Neither does Condé bathe food in the romantic light that renders it a clichéd symbol of nostalgia or exoticism. In fact, she avoids romanticization almost entirely. She may fondly recall barbecues in a hotel courtyard in Macomb, Ga., where “the aroma of grilled meat floated up to the sky like an offering,” but she can be unforgivingly critical of “an insipid vegetable soup, a tasteless chicken and brittle, crumbly plantain fries” she encounters in Cuba, where she claims never to have eaten so badly, or of the “strange dish” known as dal in India that she has “trouble swallowing.”
Condé believes that “whatever one’s origin, one always has the right to appropriate a dish” and that “we should invent, reinvent according to our taste, and recreate according to our imagination.” It’s no surprise, then, that she added cinnamon to Guadeloupe’s national dish, a curried stew made with goat, and that she cherishes the “delightful memory of a Thanksgiving dinner” with American friends where she replaced “the mandatory turkey” with a goose marinated in aged rum and orange juice.

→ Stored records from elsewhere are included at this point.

PR #446, opened 2023-01-27
add Gravity Forms support (WP-782)

vsolovei-smartling:
This is a first external plugin that needed to add a custom post type for processing. Extending EntityAbstract was the way to go, but it's design is bad. I've tried to improve upon it by creating interfaces for Entity and EntityHandler, and also created EntityWithMetadata and EntityWithPostStatus, to reduce the required effort to add new entities.

### DIFF
--- a/inc/Smartling/Base/SmartlingCore.php
+++ b/inc/Smartling/Base/SmartlingCore.php
@@ -5,6 +5,7 @@ namespace Smartling\Base;
 use Exception;
 use Smartling\ContentTypes\ContentTypeNavigationMenu;
 use Smartling\ContentTypes\ExternalContentManager;
+use Smartling\DbAl\WordpressContentEntities\EntityAbstract;
 use Smartling\Exception\BlogNotFoundException;
 use Smartling\Exception\SmartlingDbException;
 use Smartling\Exception\SmartlingExceptionAbstract;
@@ -70,7 +71,7 @@ class SmartlingCore extends SmartlingCoreAbstract
             $submission->getId(),
         ]));
         $originalEntity = $this->getContentHelper()->readSourceContent($submission);
-        $relatedContentTypes = $originalEntity->getRelatedTypes();
+        $relatedContentTypes = $originalEntity instanceof EntityAbstract ? $originalEntity->getRelatedTypes() : [];
         $accumulator = [
             'category' => [],
             'post_tag' => [],
--- a/inc/Smartling/Base/SmartlingCore.php
+++ b/inc/Smartling/Base/SmartlingCore.php
@@ -71,7 +71,7 @@ class SmartlingCore extends SmartlingCoreAbstract
             $submission->getId(),
         ]));
         $originalEntity = $this->getContentHelper()->readSourceContent($submission);
-        $relatedContentTypes = $originalEntity instanceof EntityAbstract ? $originalEntity->getRelatedTypes() : [];
+        $relatedContentTypes = $originalEntity->getRelatedTypes();
         $accumulator = [
             'category' => [],
             'post_tag' => [],
--- a/inc/Smartling/Base/SmartlingCoreAttachments.php
+++ b/inc/Smartling/Base/SmartlingCoreAttachments.php
@@ -2,6 +2,7 @@
 
 namespace Smartling\Base;
 
+use JetBrains\PhpStorm\ArrayShape;
 use Smartling\Exception\SmartlingWpDataIntegrityException;
 use Smartling\Helpers\AttachmentHelper;
 use Smartling\Helpers\StringHelper;
@@ -83,7 +84,7 @@ trait SmartlingCoreAttachments
      *
      * @param SubmissionEntity $submission
      */
-    public function regenerateTargetThumbnailsBySubmission(SubmissionEntity $submission)
+    public function regenerateTargetThumbnailsBySubmission(SubmissionEntity $submission): void
     {
         $this->getLogger()->debug(
             vsprintf('Starting thumbnails regeneration for blog = \'%s\' attachment id = \'%s\'.', [
@@ -108,42 +109,20 @@ trait SmartlingCoreAttachments
 
         $metadata = wp_generate_attachment_metadata($submission->getTargetId(), $originalImage);
 
-        if (is_wp_error($metadata)) {
-
-            $this->getLogger()
-                ->error(vsprintf('Error occurred while regenerating thumbnails for blog=\'%s\' attachment id=\'%s\'. Message:\'%s\'.', [
-                    $submission->getTargetBlogId(),
-                    $submission->getTargetId(),
-                    $metadata->get_error_message(),
-                ]));
-            $this->getLogger()
-                ->error(var_export($metadata, true));
-
-        }
-
         if (empty($metadata)) {
             $this->getLogger()
-                ->error(vsprintf('Couldn\'t regenerate thumbnails for blog=\'%s\' attachment id=\'%s\'.', [
+                ->error(sprintf("Couldn't regenerate thumbnails for blog='%s' attachment id='%s'.",
                     $submission->getTargetBlogId(),
                     $submission->getTargetId(),
-                ]));
+                ));
         } else {
-
-
             wp_update_attachment_metadata($submission->getTargetId(), $metadata);
-
         }
-
 
         $this->getContentHelper()->ensureRestoredBlogId();
     }
 
-    /**
-     * @param int $siteId
-     *
-     * @return array
-     */
-    private function getUploadDirForSite($siteId)
+    private function getUploadDirForSite(int $siteId): array
     {
         $this->getContentHelper()->ensureBlog($siteId);
         $data = wp_upload_dir();
@@ -152,7 +131,10 @@ trait SmartlingCoreAttachments
         return $data;
     }
 
-    private function getUploadPathForSite($siteId)
+    /** @noinspection PhpUnusedPrivateMethodInspection
+     * @see SmartlingCoreExportApi::getFullyRelateAttachmentPathByBlogId
+     */
+    private function getUploadPathForSite(int $siteId): string
     {
         $this->getContentHelper()->ensureBlog($siteId);
         $prefix = $this->getUploadDirForSite($siteId);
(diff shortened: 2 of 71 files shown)


inc/Smartling/Base/SmartlingCoreAttachments.php
```diff
@@ -108,42 +109,20 @@ public function regenerateTargetThumbnailsBySubmission(SubmissionEntity $submiss
 
         $metadata = wp_generate_attachment_metadata($submission->getTargetId(), $originalImage);
 
-        if (is_wp_error($metadata)) {
```
vsolovei-smartling, line 111: wp_generate_attachment_metadata always returns array

inc/Smartling/Base/SmartlingCoreAttachments.php
```diff
@@ -162,17 +144,27 @@ private function getUploadPathForSite($siteId)
...
-     *
-     * @return array
      * @throws SmartlingWpDataIntegrityException
      */
-    private function getAttachmentFileInfoBySubmission(SubmissionEntity $submission)
+    private function getAttachmentFileInfoBySubmission(SubmissionEntity $submission): array
     {
         $info = $this->getContentHelper()->readSourceContent($submission);
+        if (property_exists($info, 'guid')) {
+            $guid = $info->guid;
```
vsolovei-smartling, line 163: This was a magical method read from EntityAbstract, guid is always present for built-in WordPress content, but no substitute in the form of an uri for external content. This is used to detect attachments by uri, and should be instead handled by the relevant external handler

inc/Smartling/Base/SmartlingCoreTrait.php
```diff
@@ -58,7 +60,9 @@ protected function prepareTargetEntity(SubmissionEntity $submission, bool $force
 
         if (false === $update) {
             $targetContent = clone $originalContent;
-            $targetContent->cleanFields();
+            if ($targetContent instanceof EntityAbstract) {
+                $targetContent->cleanFields();
```
vsolovei-smartling, line 64: This removes all fields that should not be cloned. External handlers are/should be written in a way that only include fields to work with translation, so this method would not be needed

inc/Smartling/Base/SmartlingCoreTrait.php
```diff
@@ -73,6 +77,7 @@ protected function prepareTargetEntity(SubmissionEntity $submission, bool $force
         unset ($hardFilteredOriginalData['entity']['ID'], $hardFilteredOriginalData['entity']['term_id'], $hardFilteredOriginalData['entity']['id']);
 
         if (array_key_exists('entity', $hardFilteredOriginalData) &&
+            $targetContent instanceof EntityAbstract &&
```
vsolovei-smartling, line 80: This code relied on direct changing of class properties, this should not be needed

inc/Smartling/Base/SmartlingCoreUploadTrait.php
```diff
@@ -254,7 +250,11 @@ public function applyXML(SubmissionEntity $submission, string $xml, XmlHelper $x
                 $this->getLogger()->critical('Translation is not array after applying filter ' . ExportedAPI::FILTER_BEFORE_TRANSLATION_APPLIED . '. This is most likely due to an error outside of the plugins code.');
             }
             $translation = $this->externalContentManager->setExternalContent($original, $translation, $submission);
-            $this->setValues($targetContent, $translation['entity'] ?? []);
+            if ($targetContent instanceof EntityAbstract) {
+                $this->setValues($targetContent, $translation['entity'] ?? []);
```
vsolovei-smartling, line 254: Once again, direct manipulation of class properties, vs recreating the entity from relevant fields

inc/Smartling/ContentTypes/ContentTypeAbstract.php
```diff
@@ -2,86 +2,58 @@
```
vsolovei-smartling, line 2: I would like to further refactor this and it's descendants

inc/Smartling/ContentTypes/ContentTypeInterface.php
```diff
@@ -2,92 +2,41 @@
```
vsolovei-smartling, line 2: I've removed some methods from the interface, I don't want new entities to use ContainerBuilder to be constructed, and the removed methods were used in only some of the existing entities (registerIOWrapper, registerWidgetHandler, registerFilters)

inc/Smartling/ContentTypes/ContentTypeManager.php
```diff
@@ -62,51 +45,37 @@ public function getDescriptorsByBaseType($baseType)
...
         return $output;
     }
 
-    public function getHandler(string $contentType)
+    public function getHandler(string $contentType): ContentTypeInterface
     {
-        if (array_key_exists($contentType, $this->getCollection())) {
-            return $this->getCollection()[$contentType];
-        } else {
-            if (true === $this->getAllowDefault() && null !== $this->getDefaultHandler()) {
```
vsolovei-smartling, line 104: always false

inc/Smartling/ContentTypes/ContentTypePluggableInterface.php
```diff
@@ -6,10 +6,12 @@
 
 interface ContentTypePluggableInterface
 {
-    public function canHandle(string $contentType, int $contentId): bool;
+    public function canHandle(string $contentType, ?int $contentId = null): bool;
```
vsolovei-smartling, line 9: Changed to null to allow a handler to register custom post type when using e. g. Bulk Submit screen, no content ids there

inc/Smartling/ContentTypes/ContentTypePluggableInterface.php
```diff
@@ -6,10 +6,12 @@
...
 
     public function getContentFields(SubmissionEntity $submission, bool $raw): array;
 
+    public function getExternalContentTypes(): array;
```
vsolovei-smartling, line 13: Used in Bulk Submit, previously, all content was somehow linked to post-based content

inc/Smartling/ContentTypes/ContentTypeWidget.php
```diff
@@ -58,25 +44,11 @@ public function getSystemName()
      * Display name of content type, e.g.: Post
      * @return string
      */
-    public function getLabel()
+    public function getLabel(): string
     {
         return __('Theme Widget');
     }
 
-    /**
```
vsolovei-smartling, line 66: Default case of visible everywhere pushed to ContentTypeAbstract

inc/Smartling/ContentTypes/ExternalContentBeaverBuilder.php
```diff
@@ -92,7 +92,6 @@ private function getAttachmentIds(array $data): array
 
     public function getContentFields(SubmissionEntity $submission, bool $raw): array
     {
-        $submission->assertHasSource();
```
vsolovei-smartling, line 95: Moved to calling code

inc/Smartling/ContentTypes/ExternalContentGravityForms.php
```diff
@@ -0,0 +1,173 @@
...
+    {
+        /*$fields = $this->siteHelper->withBlog($submission->getSourceBlogId(), function () use ($submission) {
+            return [
+                'entity' => $this->handler->getFormData($submission->getSourceId()),
+                'meta' => $this->handler->getMeta($submission->getSourceId()),
+            ];
+        });*/
+        $form = $this->handler->getFormData($submission->getSourceId());
+        $meta = $this->handler->getMeta($submission->getSourceId());
+        $displayMeta = json_decode($meta['display_meta'], true, 512, JSON_THROW_ON_ERROR);
```
vsolovei-smartling, line 73: Will refactor soon

inc/Smartling/ContentTypes/ExternalContentGravityForms.php
```diff
@@ -0,0 +1,171 @@
...
+
+    public function getMaxVersion(): string
+    {
+        return '2.5.9.3';
+    }
+
+    public function getMinVersion(): string
+    {
+        return '2.5.9.3';
+    }
```
PavelLoparev, line 130: So we support exact version but not a range of minor versions?

inc/Smartling/DbAl/WordpressContentEntities/GravityFormsFormHandler.php
```diff
@@ -0,0 +1,111 @@
...
+
+        return array_map(static function (array $item) {
+            return new GravityFormsForm('', $item['id'], $item['title'], $item['date_updated']);
+        }, $this->db->fetch($query, ARRAY_A));
+    }
+
+    #[ArrayShape([
+        'title' => 'string',
+        'date_updated' => 'string',
+    ])]
```
PavelLoparev, line 51: Every time we write this note it seems like we just need to introduce aninterface

readme.txt
```diff
@@ -4,7 +4,7 @@ Tags: translation, localization, localisation, translate, multilingual, smartlin
 Requires at least: 5.5
 Tested up to: 6.1
 Requires PHP: 8.0
-Stable tag: 3.0.4
+Stable tag: 3.1.0
```
PavelLoparev, line 7: I'm lost in these refactoring changes. Did we break any backward compatibility for developers? A lot of interfaces/classes changes.

inc/Smartling/Base/SmartlingCoreAttachments.php
PavelLoparev: I think we need to check if this is true for the older WP versions (minimal version we support). It might be the case in older major version it returned wp_error but not array

inc/Smartling/Base/SmartlingCore.php
```diff
@@ -70,7 +71,7 @@ public function prepareRelatedSubmissions(SubmissionEntity $submission)
             $submission->getId(),
         ]));
         $originalEntity = $this->getContentHelper()->readSourceContent($submission);
-        $relatedContentTypes = $originalEntity->getRelatedTypes();
+        $relatedContentTypes = $originalEntity instanceof EntityAbstract ? $originalEntity->getRelatedTypes() : [];
```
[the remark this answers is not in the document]
PavelLoparev: There are so many such conditions throughout the code. Maybe introduce some class with default methods that return needed default data (like empty array as needed here)?

inc/Smartling/Base/SmartlingCoreTrait.php
PavelLoparev: The same comment here. I mean some classes that extend entity abstract can implement this method with some meaningful actions and some just leave empty. So in this case you would not need to modify the "core" general code for all the entity types.

inc/Smartling/Base/SmartlingCore.php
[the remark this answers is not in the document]
vsolovei-smartling: Done

inc/Smartling/Base/SmartlingCoreAttachments.php
vsolovei-smartling: It's array in 5.5, which is the minimum we support

inc/Smartling/Base/SmartlingCoreTrait.php
vsolovei-smartling: EntityAbstract works this way, new entities should have no extra fields to clean up from the start, so I don't want to add this method to Entity, and EntityAbstract already has this method.

PavelLoparev (approved):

Condé has theorized about what she terms “literary cannibalism,” and in the kitchen she practices what might be called “culinary cannibalism.” These metaphorical acts allow both Condé’s writing and her food to transcend national or cultural delineation. With “Of Morsels and Marvels,” she presents an alternative to the standard culinary memoir, committing an even greater “crime of treason” than that of comparing writing to cooking: She asserts food writing’s rightful place among the literary arts. Both the genre and its readers are all the richer for it.